▸ What you are asked to do
Only lines containing the word "pushed" belong in the answer; copy each one from the records.

▸ Excerpts from a dataset
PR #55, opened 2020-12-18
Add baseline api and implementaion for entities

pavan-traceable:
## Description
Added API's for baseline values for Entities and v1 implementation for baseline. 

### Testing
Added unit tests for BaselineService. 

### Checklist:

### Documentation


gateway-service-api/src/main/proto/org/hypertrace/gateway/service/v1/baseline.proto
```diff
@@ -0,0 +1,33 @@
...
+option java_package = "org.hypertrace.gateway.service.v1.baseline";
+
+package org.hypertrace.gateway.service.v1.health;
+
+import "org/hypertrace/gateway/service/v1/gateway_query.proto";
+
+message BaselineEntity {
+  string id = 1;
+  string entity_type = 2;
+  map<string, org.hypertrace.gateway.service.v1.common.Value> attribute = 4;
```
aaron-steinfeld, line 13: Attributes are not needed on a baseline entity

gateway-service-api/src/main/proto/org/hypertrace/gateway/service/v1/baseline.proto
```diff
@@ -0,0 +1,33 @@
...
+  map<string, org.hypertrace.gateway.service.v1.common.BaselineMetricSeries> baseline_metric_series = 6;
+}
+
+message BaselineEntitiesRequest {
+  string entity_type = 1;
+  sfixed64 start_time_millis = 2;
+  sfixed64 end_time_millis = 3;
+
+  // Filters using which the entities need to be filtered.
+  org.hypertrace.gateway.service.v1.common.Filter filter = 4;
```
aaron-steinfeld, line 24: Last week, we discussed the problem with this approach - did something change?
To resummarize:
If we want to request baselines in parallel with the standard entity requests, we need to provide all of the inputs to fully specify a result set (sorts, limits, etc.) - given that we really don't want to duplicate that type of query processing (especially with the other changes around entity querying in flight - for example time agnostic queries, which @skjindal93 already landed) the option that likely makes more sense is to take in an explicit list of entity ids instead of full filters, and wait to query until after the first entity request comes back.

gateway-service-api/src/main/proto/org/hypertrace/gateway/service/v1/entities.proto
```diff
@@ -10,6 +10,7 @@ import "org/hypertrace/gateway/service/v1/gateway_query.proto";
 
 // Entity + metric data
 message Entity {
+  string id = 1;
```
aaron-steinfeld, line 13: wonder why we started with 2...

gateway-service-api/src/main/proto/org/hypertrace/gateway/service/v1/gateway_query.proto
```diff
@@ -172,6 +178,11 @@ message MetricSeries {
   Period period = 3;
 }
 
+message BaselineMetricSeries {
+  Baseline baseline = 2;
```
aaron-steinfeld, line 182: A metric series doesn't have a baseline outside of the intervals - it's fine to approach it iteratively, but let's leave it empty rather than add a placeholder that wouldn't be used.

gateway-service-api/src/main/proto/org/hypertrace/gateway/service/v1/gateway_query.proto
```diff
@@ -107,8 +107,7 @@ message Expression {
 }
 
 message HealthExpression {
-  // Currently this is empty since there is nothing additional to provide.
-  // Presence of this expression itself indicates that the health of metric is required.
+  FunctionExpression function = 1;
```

* * *

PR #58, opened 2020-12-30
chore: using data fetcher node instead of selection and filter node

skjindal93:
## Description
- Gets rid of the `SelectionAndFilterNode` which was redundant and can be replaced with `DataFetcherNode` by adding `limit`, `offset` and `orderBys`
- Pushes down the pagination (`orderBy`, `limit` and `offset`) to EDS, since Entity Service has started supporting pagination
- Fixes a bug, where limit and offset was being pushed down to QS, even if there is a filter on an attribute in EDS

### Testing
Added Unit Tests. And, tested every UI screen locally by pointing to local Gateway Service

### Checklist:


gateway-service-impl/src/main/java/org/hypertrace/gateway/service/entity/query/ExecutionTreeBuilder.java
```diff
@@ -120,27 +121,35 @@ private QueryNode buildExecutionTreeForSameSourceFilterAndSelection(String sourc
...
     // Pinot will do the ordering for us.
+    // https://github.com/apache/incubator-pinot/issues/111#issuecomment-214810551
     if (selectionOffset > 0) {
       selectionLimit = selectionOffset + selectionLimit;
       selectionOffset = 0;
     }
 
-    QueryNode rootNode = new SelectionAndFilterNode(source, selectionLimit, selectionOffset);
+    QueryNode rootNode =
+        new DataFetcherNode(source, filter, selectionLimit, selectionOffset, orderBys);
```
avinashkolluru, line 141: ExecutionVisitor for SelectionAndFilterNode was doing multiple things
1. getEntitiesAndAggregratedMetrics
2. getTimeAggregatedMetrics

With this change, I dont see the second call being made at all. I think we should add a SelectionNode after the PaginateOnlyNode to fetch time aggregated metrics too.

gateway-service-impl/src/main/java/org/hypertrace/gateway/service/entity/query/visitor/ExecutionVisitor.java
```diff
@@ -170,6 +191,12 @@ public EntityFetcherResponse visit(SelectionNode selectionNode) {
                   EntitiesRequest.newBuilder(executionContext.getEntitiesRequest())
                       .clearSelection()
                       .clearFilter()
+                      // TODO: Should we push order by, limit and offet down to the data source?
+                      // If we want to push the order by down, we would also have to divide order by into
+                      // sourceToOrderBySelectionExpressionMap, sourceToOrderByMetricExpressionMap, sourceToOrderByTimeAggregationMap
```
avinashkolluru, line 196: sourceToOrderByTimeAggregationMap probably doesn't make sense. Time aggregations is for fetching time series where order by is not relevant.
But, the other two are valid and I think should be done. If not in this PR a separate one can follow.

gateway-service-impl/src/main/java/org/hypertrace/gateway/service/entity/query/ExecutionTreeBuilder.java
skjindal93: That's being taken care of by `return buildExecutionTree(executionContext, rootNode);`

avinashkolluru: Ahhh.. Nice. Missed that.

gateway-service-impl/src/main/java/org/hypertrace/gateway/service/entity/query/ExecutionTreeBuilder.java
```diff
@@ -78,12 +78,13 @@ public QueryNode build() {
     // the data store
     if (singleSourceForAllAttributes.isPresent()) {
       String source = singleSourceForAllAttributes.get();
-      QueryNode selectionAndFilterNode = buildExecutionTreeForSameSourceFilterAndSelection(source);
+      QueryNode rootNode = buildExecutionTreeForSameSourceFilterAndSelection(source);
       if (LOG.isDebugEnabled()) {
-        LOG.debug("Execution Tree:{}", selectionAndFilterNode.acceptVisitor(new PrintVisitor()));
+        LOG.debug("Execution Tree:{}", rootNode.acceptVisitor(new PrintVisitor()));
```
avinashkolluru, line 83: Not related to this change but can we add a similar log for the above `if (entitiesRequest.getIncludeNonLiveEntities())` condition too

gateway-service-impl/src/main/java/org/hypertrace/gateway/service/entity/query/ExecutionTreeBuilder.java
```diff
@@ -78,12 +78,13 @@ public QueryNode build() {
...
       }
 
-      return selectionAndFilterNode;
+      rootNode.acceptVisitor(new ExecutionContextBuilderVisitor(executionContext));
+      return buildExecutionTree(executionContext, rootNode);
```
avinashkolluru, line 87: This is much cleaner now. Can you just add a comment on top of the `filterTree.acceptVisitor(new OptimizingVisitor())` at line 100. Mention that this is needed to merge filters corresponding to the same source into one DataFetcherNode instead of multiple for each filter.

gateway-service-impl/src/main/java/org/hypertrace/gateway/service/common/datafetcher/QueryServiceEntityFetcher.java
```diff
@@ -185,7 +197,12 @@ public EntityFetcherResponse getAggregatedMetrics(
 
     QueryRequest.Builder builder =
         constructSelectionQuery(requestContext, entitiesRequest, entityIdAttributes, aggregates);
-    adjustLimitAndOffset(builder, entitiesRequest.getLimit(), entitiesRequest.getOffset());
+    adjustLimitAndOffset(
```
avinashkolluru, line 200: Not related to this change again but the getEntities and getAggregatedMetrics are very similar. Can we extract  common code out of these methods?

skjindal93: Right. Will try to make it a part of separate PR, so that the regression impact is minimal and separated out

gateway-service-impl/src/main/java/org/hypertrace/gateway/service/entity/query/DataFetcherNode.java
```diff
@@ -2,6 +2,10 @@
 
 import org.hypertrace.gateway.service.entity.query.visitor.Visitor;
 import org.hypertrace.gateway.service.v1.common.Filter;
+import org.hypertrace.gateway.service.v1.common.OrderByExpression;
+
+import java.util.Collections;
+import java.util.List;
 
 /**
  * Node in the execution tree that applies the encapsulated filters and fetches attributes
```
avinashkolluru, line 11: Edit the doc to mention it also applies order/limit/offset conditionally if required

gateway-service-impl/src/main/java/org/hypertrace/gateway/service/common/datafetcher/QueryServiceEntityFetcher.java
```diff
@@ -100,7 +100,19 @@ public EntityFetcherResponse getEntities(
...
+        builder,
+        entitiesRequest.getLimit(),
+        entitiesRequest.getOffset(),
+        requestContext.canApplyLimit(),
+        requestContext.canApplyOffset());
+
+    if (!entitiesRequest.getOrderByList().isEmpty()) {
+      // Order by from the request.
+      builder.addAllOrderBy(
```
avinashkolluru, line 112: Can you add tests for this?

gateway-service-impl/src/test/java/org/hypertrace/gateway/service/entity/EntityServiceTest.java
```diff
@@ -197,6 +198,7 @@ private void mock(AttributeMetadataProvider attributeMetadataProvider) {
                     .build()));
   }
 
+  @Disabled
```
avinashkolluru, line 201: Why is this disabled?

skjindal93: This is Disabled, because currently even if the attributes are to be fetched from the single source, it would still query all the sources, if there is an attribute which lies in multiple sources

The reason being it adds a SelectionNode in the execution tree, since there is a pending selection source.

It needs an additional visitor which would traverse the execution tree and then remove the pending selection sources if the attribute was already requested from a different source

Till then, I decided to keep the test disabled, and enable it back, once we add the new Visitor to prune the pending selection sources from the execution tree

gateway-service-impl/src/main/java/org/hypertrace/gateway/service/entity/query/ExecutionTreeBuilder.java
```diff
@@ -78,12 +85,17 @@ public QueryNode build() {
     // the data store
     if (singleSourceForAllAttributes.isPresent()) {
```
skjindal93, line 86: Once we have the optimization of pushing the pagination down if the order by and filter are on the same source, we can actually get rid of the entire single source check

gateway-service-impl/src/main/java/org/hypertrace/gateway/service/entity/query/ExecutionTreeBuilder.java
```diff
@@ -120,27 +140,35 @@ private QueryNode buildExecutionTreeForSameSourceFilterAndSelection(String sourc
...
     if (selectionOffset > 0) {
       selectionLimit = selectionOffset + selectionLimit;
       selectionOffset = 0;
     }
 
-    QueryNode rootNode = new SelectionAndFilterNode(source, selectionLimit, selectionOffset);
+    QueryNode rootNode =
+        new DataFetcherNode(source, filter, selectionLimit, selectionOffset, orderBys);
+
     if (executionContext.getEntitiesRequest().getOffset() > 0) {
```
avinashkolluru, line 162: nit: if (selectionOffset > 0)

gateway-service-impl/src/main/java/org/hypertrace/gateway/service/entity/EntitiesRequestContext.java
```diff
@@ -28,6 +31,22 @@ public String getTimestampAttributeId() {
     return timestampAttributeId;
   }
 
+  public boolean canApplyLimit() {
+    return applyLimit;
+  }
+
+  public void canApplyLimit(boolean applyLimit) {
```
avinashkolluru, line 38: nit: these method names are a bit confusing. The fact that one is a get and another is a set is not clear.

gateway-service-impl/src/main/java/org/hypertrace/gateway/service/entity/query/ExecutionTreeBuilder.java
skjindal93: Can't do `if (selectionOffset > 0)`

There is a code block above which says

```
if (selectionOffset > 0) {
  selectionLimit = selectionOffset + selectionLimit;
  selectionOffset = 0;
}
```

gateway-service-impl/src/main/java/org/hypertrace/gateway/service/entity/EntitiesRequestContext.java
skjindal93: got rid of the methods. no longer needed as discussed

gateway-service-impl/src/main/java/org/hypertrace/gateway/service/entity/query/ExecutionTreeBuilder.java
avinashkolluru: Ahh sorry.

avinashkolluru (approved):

...

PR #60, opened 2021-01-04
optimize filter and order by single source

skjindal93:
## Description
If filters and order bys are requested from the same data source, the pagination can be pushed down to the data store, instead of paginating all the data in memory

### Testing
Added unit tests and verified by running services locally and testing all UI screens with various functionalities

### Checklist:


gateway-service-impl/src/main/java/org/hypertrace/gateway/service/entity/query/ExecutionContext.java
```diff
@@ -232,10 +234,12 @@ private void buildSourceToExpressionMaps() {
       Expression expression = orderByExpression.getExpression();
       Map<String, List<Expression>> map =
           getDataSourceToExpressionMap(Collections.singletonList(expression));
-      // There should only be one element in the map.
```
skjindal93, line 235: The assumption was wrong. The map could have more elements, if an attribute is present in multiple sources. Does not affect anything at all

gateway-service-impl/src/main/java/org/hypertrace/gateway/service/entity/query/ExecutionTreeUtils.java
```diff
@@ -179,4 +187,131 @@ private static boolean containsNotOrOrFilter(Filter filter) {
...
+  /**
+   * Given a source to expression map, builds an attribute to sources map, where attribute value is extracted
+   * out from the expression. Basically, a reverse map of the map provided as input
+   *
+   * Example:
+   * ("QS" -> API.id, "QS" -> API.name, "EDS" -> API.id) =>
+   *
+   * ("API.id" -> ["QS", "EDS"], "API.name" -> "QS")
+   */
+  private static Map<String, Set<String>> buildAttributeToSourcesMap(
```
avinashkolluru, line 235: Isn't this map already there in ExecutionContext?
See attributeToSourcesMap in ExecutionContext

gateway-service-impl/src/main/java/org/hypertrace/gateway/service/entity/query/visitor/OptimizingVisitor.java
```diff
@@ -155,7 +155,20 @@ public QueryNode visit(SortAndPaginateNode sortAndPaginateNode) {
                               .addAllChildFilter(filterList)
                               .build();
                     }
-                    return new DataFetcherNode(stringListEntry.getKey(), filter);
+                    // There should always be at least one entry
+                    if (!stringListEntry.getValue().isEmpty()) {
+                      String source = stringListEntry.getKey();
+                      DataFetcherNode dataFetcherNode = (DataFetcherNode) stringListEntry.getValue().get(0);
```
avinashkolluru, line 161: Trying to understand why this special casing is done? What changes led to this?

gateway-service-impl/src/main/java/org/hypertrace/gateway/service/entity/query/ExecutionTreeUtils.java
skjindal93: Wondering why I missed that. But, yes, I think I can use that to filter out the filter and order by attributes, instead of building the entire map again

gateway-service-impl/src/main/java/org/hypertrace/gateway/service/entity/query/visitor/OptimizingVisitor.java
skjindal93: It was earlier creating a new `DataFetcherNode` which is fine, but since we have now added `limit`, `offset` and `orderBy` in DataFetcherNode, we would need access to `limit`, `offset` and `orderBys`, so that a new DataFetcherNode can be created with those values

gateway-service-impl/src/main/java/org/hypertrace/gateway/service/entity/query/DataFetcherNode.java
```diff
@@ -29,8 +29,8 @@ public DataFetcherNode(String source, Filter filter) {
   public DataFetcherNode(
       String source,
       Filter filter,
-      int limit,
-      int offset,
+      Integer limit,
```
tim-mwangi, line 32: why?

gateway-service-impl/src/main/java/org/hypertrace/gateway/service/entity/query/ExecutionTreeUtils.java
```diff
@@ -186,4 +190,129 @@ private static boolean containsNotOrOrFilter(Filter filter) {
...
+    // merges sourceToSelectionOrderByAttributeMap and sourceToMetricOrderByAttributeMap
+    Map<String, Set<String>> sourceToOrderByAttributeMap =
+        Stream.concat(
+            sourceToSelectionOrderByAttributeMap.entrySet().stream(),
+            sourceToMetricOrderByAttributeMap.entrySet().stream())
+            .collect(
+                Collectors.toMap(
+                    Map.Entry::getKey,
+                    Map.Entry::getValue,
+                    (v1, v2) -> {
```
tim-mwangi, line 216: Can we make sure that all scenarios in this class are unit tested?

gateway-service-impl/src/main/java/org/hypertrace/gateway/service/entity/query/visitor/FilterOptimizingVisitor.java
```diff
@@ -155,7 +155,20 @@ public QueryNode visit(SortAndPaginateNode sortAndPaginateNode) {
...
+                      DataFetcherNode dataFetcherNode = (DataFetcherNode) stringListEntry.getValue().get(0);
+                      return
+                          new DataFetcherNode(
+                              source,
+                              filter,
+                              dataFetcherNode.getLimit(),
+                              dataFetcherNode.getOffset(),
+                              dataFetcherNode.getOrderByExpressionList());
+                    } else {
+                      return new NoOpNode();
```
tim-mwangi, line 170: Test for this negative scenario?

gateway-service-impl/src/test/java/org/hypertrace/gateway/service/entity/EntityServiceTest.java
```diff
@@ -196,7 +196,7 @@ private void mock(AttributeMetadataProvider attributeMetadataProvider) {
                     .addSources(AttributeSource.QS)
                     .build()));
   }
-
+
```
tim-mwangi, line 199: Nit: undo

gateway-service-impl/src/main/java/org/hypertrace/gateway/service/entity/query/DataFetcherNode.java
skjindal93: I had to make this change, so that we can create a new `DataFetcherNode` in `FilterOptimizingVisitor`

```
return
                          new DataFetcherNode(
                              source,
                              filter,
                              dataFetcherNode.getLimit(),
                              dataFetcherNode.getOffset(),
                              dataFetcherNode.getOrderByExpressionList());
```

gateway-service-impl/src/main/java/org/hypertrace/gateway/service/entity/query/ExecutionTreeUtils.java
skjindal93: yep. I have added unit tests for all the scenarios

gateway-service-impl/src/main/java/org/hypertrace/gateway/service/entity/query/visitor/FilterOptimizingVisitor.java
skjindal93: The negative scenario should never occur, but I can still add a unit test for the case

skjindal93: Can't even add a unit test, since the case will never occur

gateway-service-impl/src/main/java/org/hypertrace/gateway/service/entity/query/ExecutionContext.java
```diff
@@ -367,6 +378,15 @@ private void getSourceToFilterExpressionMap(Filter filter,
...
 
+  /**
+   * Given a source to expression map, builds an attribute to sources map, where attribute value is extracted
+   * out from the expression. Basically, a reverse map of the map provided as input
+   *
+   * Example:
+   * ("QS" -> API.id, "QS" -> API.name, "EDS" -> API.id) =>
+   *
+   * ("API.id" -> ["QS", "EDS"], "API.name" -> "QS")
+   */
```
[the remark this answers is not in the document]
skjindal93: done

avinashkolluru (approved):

▸ Result of this task
- Fixes a bug, where limit and offset was being pushed down to QS, even if there is a filter on an attribute in EDS
If filters and order bys are requested from the same data source, the pagination can be pushed down to the data store, instead of paginating all the data in memory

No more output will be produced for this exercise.